I looked at her sharply. “No, Jenna, I—“
“It’s okay. I get it,” she interrupted. She nodded toward the door and began to back
out of the room. “I’m going to go get her room ready. Put a bucket by the bed, a glass of water on the nightstand. Do you want to take my car? She can get a little wild on your motorcycle even when she’s sober. It doesn’t seem safe to have her on it when she’s been drinking.”
“I can manage. It’s not the first time. Thanks.”
“No problem. Drive careful, okay?”
I watched her go, torn between wanting to follow her and wanting to run from the house. From the bullet we’d just dodged. When she stopped halfway up the stairs, my heart stopped with her.
“You should stay the night in the pool house,” she said coolly. “It’s really late, too late to drive back to your apartment, and she’ll want to talk to you in the morning. It’ll save you a drive back down.”

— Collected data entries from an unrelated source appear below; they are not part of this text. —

PR #129, opened 2023-05-19
Upgrade cooling curves for fixed fraction impurity radiation

mikekryjak:
The current cooling curves for N, Ar and Ne have a limited temperature range and have discontinuities which are contributing to significant slowdowns in deep detachment. The slowdowns manifest themselves as spikes when the plasma is perturbed, and in particular when the detachment front is moving from one grid to another as it travels to the X-point.

The new curves will come from ADAS and will be continuous fits. I have currently implemented a curve provided by David Moulton (originating from ADAS with tau = 0.5ms). The fit is a continuous 10 coefficient polynomial valid between 0.2 and 2000eV, see picture.  I will install [radas](https://github.com/cfs-energy/radas) and generate curves myself later.

Update 05/06/2023: radas curves for Ne, Ar and N are implemented, see pictures below. Testing in progress
Update 04/07/2023: Implemented C, improved precision in coefficients and updated documentation. Fit error is within 2% in the test case and is due to coefficient rounding error.

- [x] Implement curve from David
- [x] Test
- [x] Generate radas curves for Ne, Ar and N and implement them
- [x] Test
~~- [ ] Possibly include a way to select more than one curve? Needs discussion due to how the component is structured~~
- [x] Carbon

Final fits are below. The fit was chosen as a compromise between low temperature, high temperature and peak accuracy while maintaining the 10 coefficient fit format. The errors are easily within the error bounds of the fixed fraction assumption.
argon_fit
carbon_fit
neon_fit
nitrogen_fit


mikekryjak:
The latest rates seem to be off compared to what was intended to be implemented by 0% - 15% depending on the species. Currently testing to see what it could be.

mikekryjak:
Issue with match was purely due to insufficient precision (4 decimal points). Adding 8 decimal points reduces the max fit error to within 2% which I think is probably sufficient.

bendudson (approved):
Thanks @mikekryjak !

dschwoerer:
@mikekryjak do you mind sharing the notebooks you used to generate the code?

mikekryjak:
@dschwoerer sure. In fact, I think they could use being uploaded to the repo so that we can reuse the scripts to generate curves in the future. I'll do a PR to that effect

mikekryjak:
A note on the difference between the new and old curves. Ar, Ne and N were previously done in 0.1ms x 1e20m-3 and the new residence time of 0.5ms results in increased radiation in the peak region, see below for Ar where the old curve is labelled as DLS. 
image

The old carbon curve came from a paper by Hutchinson where it is not referenced. It seems like a very simple fit. The new curve is from ADAS and has substantially less radiation. This is a bit puzzling as Hutchinson's rate is meant to be in the coronal approximation and should therefore have less radiation. The Hutchinson rate is preserved in the `fixed_fraction_hutchinson_carbon` component. The old Ar, Ne and N rates are not preserved due to their impact on solver performance.
image

Philbert1999:
@mikekryjak Hi! I have installed [radas](https://github.com/cfs-energy/radas) and generated some curves myself. I find that radas could plot both "noncoronal_electron_emission_prefactor" and "coronal_electron_emission_prefactor". For noncoronal prefactor, it varies in different n*tau, so radas plots a bunch of curves. As for coronal prefactor radas only plots one curve for one type of impurity. So why did you choose noncoronal prefactor, what if i use coronal one?

mikekryjak:
Hi @Philbert1999! The "coronal" in the coronal approximation refers to the assumption of very low density, which is equivalent to n*tau being in its lower limit. This is not a very good assumption in the scrape-off layer where the density and residence time has an impact. Unfortunately n*tau is not a constant number. When you simulate impurity transport then this is explicitly predicted by the simulation, but when using a fixed fraction model like this one you need to make an assumption. I took mine from discussions with David Moulton who found that 1e20 * 0.5ms was good in his work on MAST-U: https://iopscience.iop.org/article/10.1088/1361-6587/aa6b13/meta

Philbert1999:
@mikekryjak Thank you very much for your patient response! I have one final question. When I use the "fixed_fraction_radiation" component, I'm a bit confused about how to control the density distribution of a particular impurity. For example, if the impurity is injected from a certain direction, how do I specify its distribution? As per my understanding, impurities under this component seem to be uniformly distributed throughout the device, similar to electrons. Perhaps I have misunderstood something. Thank you!

mikekryjak:
Hi @Philbert1999. The fixed fraction model assumes that the density of the impurities is always a fixed fraction of the electron density, so the impurities do not have a separate distribution. This is a very simple way to represent impurity radiation, but it has a lot of benefits: it has almost no additional computational cost and captures a lot of the effects. 

If you want to evolve impurity transport, you can use this example as a reference: https://github.com/bendudson/hermes-3/tree/master/examples/1D-neon

In general this makes the simulation substantially slower and more unstable, because you must simulate the evolution of many new species (all the ionisation states of the impurity) and these may have very low pressures/densities in parts of the domain. This is the case for other edge codes as well. 
Because of the extra difficulty you may need to start with fixed fraction as the initial state.

P.S. We have a Slack user group channel, you're welcome to join and we could continue the discussion there! Send me an email at mike.kryjak@york.ac.uk and I can add you :)

Philbert1999:
@mikekryjak Once again thanks for your assistance! I have sent you an email :)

“I will. Goodnight, Jenna.”
“Goodbye, Kellen.”
Chapter Eighteen
Laney was nearly incoherent with excitement and alcohol when I showed up to get her. She was waiting in the parking lot of the condo complex when I rolled up, yelling up at her friends and dancing for beads and strawberries for some reason. I recognized a couple of people from high school and when Laney hopped on the back of my bike, they catcalled and shouted sloppy sexual innuendos at us from the balcony. It all rubbed me the wrong way, feeling like sandpaper against my soul.
Also, the hypocrisy of the situation did not escape me. Picking up a drunk Laney from exactly the kind of party she had told me was white trash? It was nearly the straw on the camel’s already rickety back.
Laney was surprisingly quiet on the ride back to her house. I got her there no trouble, dismounted her from my bike, and led her inside. I was relieved to get to the door and find the alarm engaged, but when we got inside and found the place silent and deserted, I didn’t know exactly how I felt other than wrong. Hollow. I’d been in that house countless times over the years, eaten at the table, slept under the roof, celebrated Christmas by the fire, but returning that night I felt like a trespasser. Like a villain returning to the scene of his crime.